With the agreement, California will reduce its Colorado River consumption to 4.8 million acre-feet per year.

An acre-foot is 326,000 gallons, enough for two families of four for a year.

California currently uses about 5.2 million acre-feet of river water per year, much more than it’s officially-sanction 4.4 million acre-feet.

San Diego chairman Parker said it’s the best deal the state can have at this point.

“While these events are momentous, much work remains to be done to complete the agreement between the parties and to finally resolve the quantification settlement,” he said.

California’s using more than its fair share of river water hasn’t always been a problem, because bordering states such as Arizona and Utah did not have the same population demands as California.

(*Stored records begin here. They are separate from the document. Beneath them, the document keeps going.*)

PR #672, opened 2026-08-03
fix(weave): share release-derived trace service account

nikumar1206:
## Summary

- Derive the shared Weave Trace ServiceAccount from the Helm release name.
- Have the trace workers reuse that account without creating component accounts.
- Keep Azure workload-identity account selection unchanged.
- Leave the separate base `weave` service unchanged.

## Summary by CodeRabbit

- **New Features**
  - Added configurable shared Weave Trace identity support for the main trace service and worker services.
  - Automatically derives a release-scoped service account name and supports custom annotations.
  - Prevents duplicate service account creation when shared identity is enabled.
  - Shared identity can be enabled or disabled through chart values.

- **Improvements**
  - Updated Helm chart versions and bundled components to compatible releases.

- **Tests**
  - Added coverage for service account naming, annotations, enablement, and worker deployment behavior.

## Validation (live cluster, 2026-08-19)

Tested end-to-end on a fresh EKS cluster, simulating the managed-install condition: a full `operator-wandb` install (release name `wandb`) with Gorilla's `app.internalJWTMap` overridden to trust **only** `system:serviceaccount:<ns>:wandb-weave-trace` (i.e. the Terraform-supplied list that wholesale-replaces the chart default).

**Bug reproduced on released 0.44.5:**
- Chart created per-workload SAs (`wandb-weave-trace`, `-trace-worker`, `-evaluate-model-worker`).
- Trace worker's dangerzone call (`GET /service-dangerzone/secrets/...` with its projected SA JWT in `Gorilla-Internal-JWT`) → **`401 {"error":"unknown subject"}`**.
- Trace server (trusted subject) → authorized. Exact production failure.

**Upgraded in place to this PR's build (0.44.6):**
- `helm upgrade` completed in one revision — no immutable-field errors, no hooks failed, no manual steps, **no Gorilla config change or restart**.
- Per-worker SA objects removed; trace worker + evaluate-model worker now run as `wandb-weave-trace`; `wandb-weave` untouched.
- Same dangerzone call from the worker → **authorized** (404 for a nonexistent entity — identical response to the trusted trace server). 401 gone against the unchanged JWT map.

**Functional check post-upgrade:** admin login + GraphQL `viewer` OK; weave SDK session logged 10 nested `@weave.op` calls and read them back correctly (`get_calls`) — write and read paths healthy under the consolidated identity.

### Notes for reviewers
1. `useWeaveTraceIdentity` takes precedence over `serviceAccount.create`/`name` (only the Azure path wins over it). Since it defaults to `true` for the workers, installs that set a custom SA name/annotations (e.g. IRSA) on a worker will silently lose that SA on upgrade unless they set `useWeaveTraceIdentity: false`. Worth a values comment / changelog line.
2. Pre-existing (not this PR): `weave-evaluate-model-worker` and `weave-trace-agent-scoring-worker` have no `weave-trace-internal-jwt` projected volume in values — they can't make JWT-authed dangerzone calls until that's added. This consolidation makes adding it trivially safe (same trusted subject).
3. Coverage: trace-worker and evaluate-model-worker validated live; agent-scoring-worker not exercised (`install: false` pending 0.82) but uses the identical values mechanism.

### Update (2026-08-21): umbrella-owned SA + JWT map cleanup

- The shared `<release>-weave-trace` SA is now explicitly owned by the umbrella chart (`templates/weave-trace-serviceaccount.yaml`, same pattern as `azure-storage-serviceaccount.yaml`/`wandb-bucket-access`), with `weave-trace` flipped to `useWeaveTraceIdentity: true` so all four workloads consume the flag uniformly — no implicit owner, no footgun if the flag is toggled on `weave-trace`. `weave-trace.serviceAccount.annotations` pass through to the umbrella SA (needed for IRSA/Workload-Identity users).
- Default `internalJWTMap` drops the dead `-weave-trace-worker` subject and derives the surviving entry from the shared `wandb.weaveTraceServiceAccountName` helper (evaluated via the existing `tpl` wrap in `api.yaml`), so the trust map and the SA object share one source of truth.
- Tests: `weave_trace_service_account_test.yaml` extended (umbrella render, annotations passthrough, disabled-gate, subchart no longer renders the SA) — 11/11 pass, full operator-wandb suite 60/60. Snapshots regenerated; the `weave-trace` SA's owning template change is visible in the snap diffs, rendered names and JWT subject strings unchanged, so the live validation above still holds.

### DIFF
--- a/charts/operator-wandb/values.yaml
+++ b/charts/operator-wandb/values.yaml
@@ -853,9 +853,7 @@ app:
     tag: latest
   # TODO(dpanzella) Read from here for backwards compatability, needs to be moved so API can access as well
   internalJWTMap:
-    - subject: "system:serviceaccount:{{ .Release.Namespace }}:{{ .Release.Name }}-weave-trace"
-      issuer: "https://kubernetes.default.svc.cluster.local"
-    - subject: "system:serviceaccount:{{ .Release.Namespace }}:{{ .Release.Name }}-weave-trace-worker"
+    - subject: "system:serviceaccount:{{ .Release.Namespace }}:{{ include `wandb.weaveTraceServiceAccountName` . }}"
       issuer: "https://kubernetes.default.svc.cluster.local"
   env:
     GORILLA_LICENSE_CERT_PATH: "/var/app/jwks.json"
@@ -3856,6 +3854,8 @@ mcp-server:
 
 weave-trace:
   install: false
+  serviceAccount:
+    useWeaveTraceIdentity: true
   deploymentPostfix: "bc"
   podLabels:
     azure.workload.identity/use: '{{ include `wandb.weaveTraceUsesAzureWorkloadIdentity` . }}'
--- a/charts/operator-wandb/values.yaml
+++ b/charts/operator-wandb/values.yaml
@@ -853,6 +853,8 @@ app:
     tag: latest
   # TODO(dpanzella) Read from here for backwards compatability, needs to be moved so API can access as well
   internalJWTMap:
+    - subject: "system:serviceaccount:{{ .Release.Namespace }}:wandb-weave-trace"
+      issuer: "https://kubernetes.default.svc.cluster.local"
     - subject: "system:serviceaccount:{{ .Release.Namespace }}:{{ .Release.Name }}-weave-trace"
       issuer: "https://kubernetes.default.svc.cluster.local"
     - subject: "system:serviceaccount:{{ .Release.Namespace }}:{{ .Release.Name }}-weave-trace-worker"
@@ -3856,6 +3858,9 @@ mcp-server:
 
 weave-trace:
   install: false
+  serviceAccount:
+    create: true
+    name: wandb-weave-trace
   deploymentPostfix: "bc"
   podLabels:
     azure.workload.identity/use: '{{ include `wandb.weaveTraceUsesAzureWorkloadIdentity` . }}'
@@ -3997,6 +4002,9 @@ weave-trace:
 
 weave-trace-worker:
   install: false
+  serviceAccount:
+    create: false
+    name: wandb-weave-trace
   deploymentPostfix: "bc"
   podLabels:
     azure.workload.identity/use: '{{ include `wandb.weaveTraceUsesAzureWorkloadIdentity` . }}'
@@ -4109,6 +4117,9 @@ weave-trace-worker:
 
 weave-evaluate-model-worker:
   install: false
+  serviceAccount:
+    create: false
+    name: wandb-weave-trace
   deploymentPostfix: "bc"
   podLabels:
     azure.workload.identity/use: '{{ include `wandb.weaveTraceUsesAzureWorkloadIdentity` . }}'
@@ -4215,6 +4226,9 @@ weave-evaluate-model-worker:
 
 weave-trace-agent-scoring-worker:
   install: false
+  serviceAccount:
+    create: false
+    name: wandb-weave-trace
   deploymentPostfix: "bc"
   podLabels:
     azure.workload.identity/use: '{{ include `wandb.weaveTraceUsesAzureWorkloadIdentity` . }}'
--- a/charts/operator-wandb/values.yaml
+++ b/charts/operator-wandb/values.yaml
@@ -778,11 +778,10 @@ app:
   image:
     repository: wandb/local
     tag: latest
-  # TODO(dpanzella) Read from here for backwards compatability, needs to be moved so API can access as well
+  # One shared Weave subject keeps per-install issuer overrides from clobbering
+  # the identity used by additional Weave workloads.
   internalJWTMap:
-    - subject: "system:serviceaccount:{{ .Release.Namespace }}:{{ .Release.Name }}-weave-trace"
-      issuer: "https://kubernetes.default.svc.cluster.local"
-    - subject: "system:serviceaccount:{{ .Release.Namespace }}:{{ .Release.Name }}-weave-trace-worker"
+    - subject: "system:serviceaccount:{{ .Release.Namespace }}:wandb-weave"
       issuer: "https://kubernetes.default.svc.cluster.local"
   env:
     GORILLA_LICENSE_CERT_PATH: "/var/app/jwks.json"
@@ -3105,6 +3104,11 @@ clickhouseMigrationJob:
 
 weave:
   install: true
+  # All Weave workloads use this ServiceAccount unless their own serviceAccount
+  # values are overridden. It carries the cloud workload identity once.
+  serviceAccount:
+    create: true
+    name: wandb-weave
   deploymentPostfix: "bc"
   cache:
     # Keep WEAVE_CACHE_DURATION_DAYS unset or 0 for size-triggered cleanup.
@@ -3443,6 +3447,9 @@ mcp-server:
 
 weave-trace:
   install: false
+  serviceAccount:
+    create: false
+    name: wandb-weave
   deploymentPostfix: "bc"
   image:
     repository: wandb/weave-trace
@@ -3581,6 +3588,9 @@ weave-trace:
 
 weave-trace-worker:
   install: false
+  serviceAccount:
+    create: false
+    name: wandb-weave
   deploymentPostfix: "bc"
   image:
     repository: wandb/weave-trace
@@ -3690,6 +3700,9 @@ weave-trace-worker:
 
 weave-evaluate-model-worker:
   install: false
+  serviceAccount:
+    create: false
+    name: wandb-weave
   deploymentPostfix: "bc"
   image:
     repository: wandb/weave-trace
@@ -3793,6 +3806,9 @@ weave-evaluate-model-worker:
 
 weave-trace-agent-scoring-worker:
   install: false
+  serviceAccount:
+    create: false
+    name: wandb-weave
   deploymentPostfix: "bc"
   image:
     repository: wandb/weave-trace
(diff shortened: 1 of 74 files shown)


charts/operator-wandb/values.yaml
```diff
@@ -853,6 +853,8 @@ app:
     tag: latest
   # TODO(dpanzella) Read from here for backwards compatability, needs to be moved so API can access as well
   internalJWTMap:
+    - subject: "system:serviceaccount:{{ .Release.Namespace }}:wandb-weave-trace"
+      issuer: "https://kubernetes.default.svc.cluster.local"
     - subject: "system:serviceaccount:{{ .Release.Namespace }}:{{ .Release.Name }}-weave-trace"
```
amwarrier: lets use this SA itself. `.Release.Name` will be wandb.

amwarrier:
Confirmed how the four Weave-trace subcharts currently get their ServiceAccount: they're all aliases of `wandb-base` (see `charts/operator-wandb/Chart.yaml:40-64`) and resolve their SA through `wandb-base.serviceAccountName` in `charts/wandb-base/templates/_helpers.tpl:87-95`, which defaults to `{{ .Release.Name }}-<alias>` via `wandb-base.fullname`. With `.Release.Name = wandb`, `weave-trace` already produces `wandb-weave-trace` today — so the new `weave-trace.serviceAccount` block in this PR just restates the default and can be dropped.

The bigger issue: the three worker aliases hardcode `name: wandb-weave-trace` as a literal string. `.Values.serviceAccount.name` is not `tpl`'d by the helper, so `'{{ .Release.Name }}-weave-trace'` won't work as a values-side fix, and the current literal breaks the moment anyone deploys with a release name other than `wandb`.

### Suggested design

Mirror the existing `azureStorageServiceAccountEnabled` / `azureStorageServiceAccountName` pattern already in `charts/wandb-base/templates/_helpers.tpl` — that helper is generic (backs every `wandb-base`-aliased subchart, not Weave-specific), and it already has one shared-SA short-circuit branch. Add a second one for Weave-trace:

**1. In `charts/wandb-base/templates/_helpers.tpl`**, add a new short-circuit branch and companion helper:

```gotemplate
{{- define "wandb-base.serviceAccountName" -}}
  {{- if include "wandb-base.azureStorageServiceAccountEnabled" . | trim | eq "true" }}
{{- include "wandb-base.azureStorageServiceAccountName" . }}
  {{- else if .Values.serviceAccount.useWeaveTraceIdentity }}
{{- include "wandb-base.weaveTraceServiceAccountName" . }}
  {{- else if .Values.serviceAccount.create }}
{{- default (include "wandb-base.fullname" .) .Values.serviceAccount.name }}
  {{- else }}
{{- default "default" .Values.serviceAccount.name }}
  {{- end }}
{{- end }}

{{- define "wandb-base.weaveTraceServiceAccountName" -}}
{{- printf "%s-weave-trace" .Release.Name -}}
{{- end }}
```

**2. In `charts/wandb-base/templates/serviceaccount.yaml`**, extend the guard so opt-in workloads don't create their own SA:

```gotemplate
{{- if and .Values.serviceAccount.create
      (not (include "wandb-base.azureStorageServiceAccountEnabled" . | trim | eq "true"))
      (not .Values.serviceAccount.useWeaveTraceIdentity) -}}
```

**3. In `charts/wandb-base/values.yaml`**, add the flag default:

```yaml
serviceAccount:
  useWeaveTraceIdentity: false
```

**4. In `charts/operator-wandb/values.yaml`**, drop the `weave-trace.serviceAccount` block entirely, and on each of `weave-trace-worker`, `weave-evaluate-model-worker`, `weave-trace-agent-scoring-worker` set only:

```yaml
serviceAccount:
  useWeaveTraceIdentity: true
```

No hardcoded `name`, no `create: false` — the helper handles both, and it stays correct regardless of `.Release.Name`.

### Follow-up (not required for this PR)

Once all workers are on the shared SA, the three per-worker entries in `internalJWTMap` (`-weave-trace-worker`, `-weave-evaluate-model-worker`, `-weave-trace-agent-scoring-worker`) will be unused and can be removed. Keeping them during rollout is fine.

charts/operator-wandb/values.yaml
nikumar1206: Implemented the release-derived helper approach: the trace workers opt into `useWeaveTraceIdentity`, which selects `<release>-weave-trace` and suppresses their component accounts. Added non-`wandb` release coverage.

amwarrier:
Follow-up on my previous comment — design landed cleanly, but seeing it merged I want to revisit **who owns the SA object**. Today `weave-trace` is the implicit owner via `wandb-base.fullname` happening to equal `<release>-weave-trace`; a reader who "helpfully" adds `useWeaveTraceIdentity: true` to `weave-trace` for symmetry would silently kill the SA and leave four pods `ServiceAccountNotFound`. Worth closing that footgun.

Precedent for the fix is exact: [`charts/operator-wandb/templates/azure-storage-serviceaccount.yaml`](https://github.com/wandb/helm-charts/blob/main/charts/operator-wandb/templates/azure-storage-serviceaccount.yaml) already owns `wandb-bucket-access` at the umbrella level for the same reason — a shared identity that many W&B workloads converge on. The umbrella is the only file location that renders once per release; the `weave-*` workloads are all `wandb-base` aliases with no dedicated subchart to hold this. Filename carries the scope.

### Concretely

**1. Helper in `charts/operator-wandb/templates/_bucket.tpl`** (next to `weaveTraceUsesAzureWorkloadIdentity`):
```gotemplate
{{- define "wandb.weaveTraceServiceAccountName" -}}
  {{- printf "%s-weave-trace" .Release.Name -}}
{{- end }}
```

**2. New umbrella template `charts/operator-wandb/templates/weave-trace-serviceaccount.yaml`** — gate only on `weave-trace.install`, otherwise render:
```gotemplate
{{- if (index .Values "weave-trace" "install") }}
apiVersion: v1
kind: ServiceAccount
metadata:
  name: {{ include "wandb.weaveTraceServiceAccountName" . }}
  labels:
    {{- include "wandb.commonLabels" . | nindent 4 }}
{{- end }}
```

**3. Flip `weave-trace` to `useWeaveTraceIdentity: true` in `charts/operator-wandb/values.yaml`** so all four subcharts consume the flag uniformly. No implicit owner.

**4. `wandb-base.weaveTraceServiceAccountName` stays as-is** — the two `printf`s are load-bearingly identical strings; a one-line comment on each pointing at the other is enough.

### Testing

- Extend `weave_trace_service_account_test.yaml` with a case rendering the new umbrella template and asserting `metadata.name: custom-release-weave-trace`.
- Regenerate `weave-trace-with-worker.snap`: same `chartsnap-weave-trace` SA, new owner (`operator-wandb/templates/weave-trace-serviceaccount.yaml`). That diff is the receipt.

Live re-test isn't needed — the JWT map trusts `<release>-weave-trace` and that string doesn't change.

### JWT map cleanup (do it in this PR)

`charts/operator-wandb/values.yaml:855-859` still ships two default trusted subjects:
```yaml
app:
  internalJWTMap:
    - subject: "system:serviceaccount:{{ .Release.Namespace }}:{{ .Release.Name }}-weave-trace"
      issuer: "https://kubernetes.default.svc.cluster.local"
    - subject: "system:serviceaccount:{{ .Release.Namespace }}:{{ .Release.Name }}-weave-trace-worker"
      issuer: "https://kubernetes.default.svc.cluster.local"
```

Two things to fix:

**1. Drop the `-weave-trace-worker` entry.** Post-consolidation no pod runs as that subject; the entry is dead. (For managed installs whose Terraform wholesale-replaces `app.internalJWTMap` — including the one you tested against — this is cosmetic; but the chart default is what OSS / self-hosted users get, and they'd wonder why a `-weave-trace-worker` subject is trusted for a pod that no longer exists.)

**2. Make the remaining entry reference the umbrella SA symbolically** so the JWT map and the SA object share one source of truth:
```yaml
app:
  internalJWTMap:
    - subject: "system:serviceaccount:{{ .Release.Namespace }}:{{ include `wandb.weaveTraceServiceAccountName` . }}"
      issuer: "https://kubernetes.default.svc.cluster.local"
```
This works because `api.yaml:48` already wraps the rendered map in `tpl (...)`, so the `include` is evaluated on the second pass just like the existing `{{ .Release.Namespace }}` interpolation. If we ever rename the helper's output, the JWT map follows automatically instead of going stale.

Worth noting for the incident record: the chart default *never* trusted `-weave-evaluate-model-worker` or `-weave-trace-agent-scoring-worker` — those two workers would have hit 401 against a stock install before this PR, since they had their own component SAs that were absent from the map. This PR fixes that as a side effect by routing all four onto `-weave-trace`.

### Follow-up in wandb/core (do it together, or immediately after)

All three cloud single-tenant TF modules wholesale-replace `app.internalJWTMap` — they don't rely on the chart default, so **managed installs continue working with this PR alone**. But every module still ships the now-dead `-weave-trace-worker` subject and, on AWS/Azure, an unused SA-name local. Clean those up in a `wandb/core` PR:

- **AWS** — [`services/deployer/terraform/deploy/aws/single-tenant/module/main.tf:284-286, 393-404`](https://github.com/wandb/core/blob/master/services/deployer/terraform/deploy/aws/single-tenant/module/main.tf#L284): drop `local.weave_trace_worker_sa_name` and the second `internalJWTMap` entry that references it.
- **Azure** — [`services/deployer/terraform/deploy/azure/single-tenant/module/main.tf:428-429, 531-540`](https://github.com/wandb/core/blob/master/services/deployer/terraform/deploy/azure/single-tenant/module/main.tf#L428): drop `local.weave_trace_worker_service_account_name` and the second `internalJWTMap` entry.
- **GCP** — [`services/deployer/terraform/deploy/google/single-tenant/module/main.tf:39, 504-513`](https://github.com/wandb/core/blob/master/services/deployer/terraform/deploy/google/single-tenant/module/main.tf#L39): drop `local.k8s_sa_map.weave_trace_worker` and the second `internalJWTMap` entry.

amwarrier (approved):

jsingleton-dev (approved):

They allowed California to take their surplus.

But as those states have increased in population, complaints have increased that California was refusing to scale back its use.

Unanimous Ratification

The agreement was unanimously ratified by the county water authority, the Los Angeles-based Metropolitan Water District (MWD), Coachella Valley Water District and the Imperial Irrigation District (IID).

The deal will have Imperial Valley farmers being paid to conserve water, and “water swaps” will prevent the Coachella and the Metropolitan districts from losing money on the farmer’s conservation.

“This is not only a good deal for Metropolitan and 16 million consumers, but for the entire state as well,” said Phillip Pace, chairman of the board for Metropolitan.

One of the most important features of the agreement is its support of the planned IID and San Diego County Water Authority transfer.

A provision of the agreement links the duration of the settlement to the continuation of the water transfer.

Under the provision, the term of the agreement is 75 years or “such date that the transfer is terminated for any reason other than voluntarily by IID and the water authority.”

This provision means that the agreement can be extended past its scheduled 75 years.

“Each of the parties to the agreement will continue to receive the benefits of the settlement as long as the transfer water moves to San Diego,” said CWA chairman Parker.

Everyone Has a Stake

“Everyone in California has something at stake in the success of our transfer. This makes that fact clearer than ever,” he said.

Under the settlement:

– IID’s Colorado River annual allocation will be capped at 3.1 million acre-feet. That figure is the baseline from which the agency will transfer water to other groups, including the San Diego water authority.

– Coachella Valley water district’s allocation will be capped at 330,000 acre-feet, but combined with related water transactions, would receive 456,000 acre-feet annually.

– MWD’s allocation remains at 550,000 acre-feet , but combined with new transactions, will increase to 651,000 acre-feet annually.

– Between 130,000 and 200,000 acre-feet of water will be transferred from the IID each year to the San Diego County Water Authority.

The agreement still faces about a two year public review period, at which point the agreement will be formally ratified.

‘Everyone in California has something at stake in the success of our transfer. This makes that fact clearer than ever.’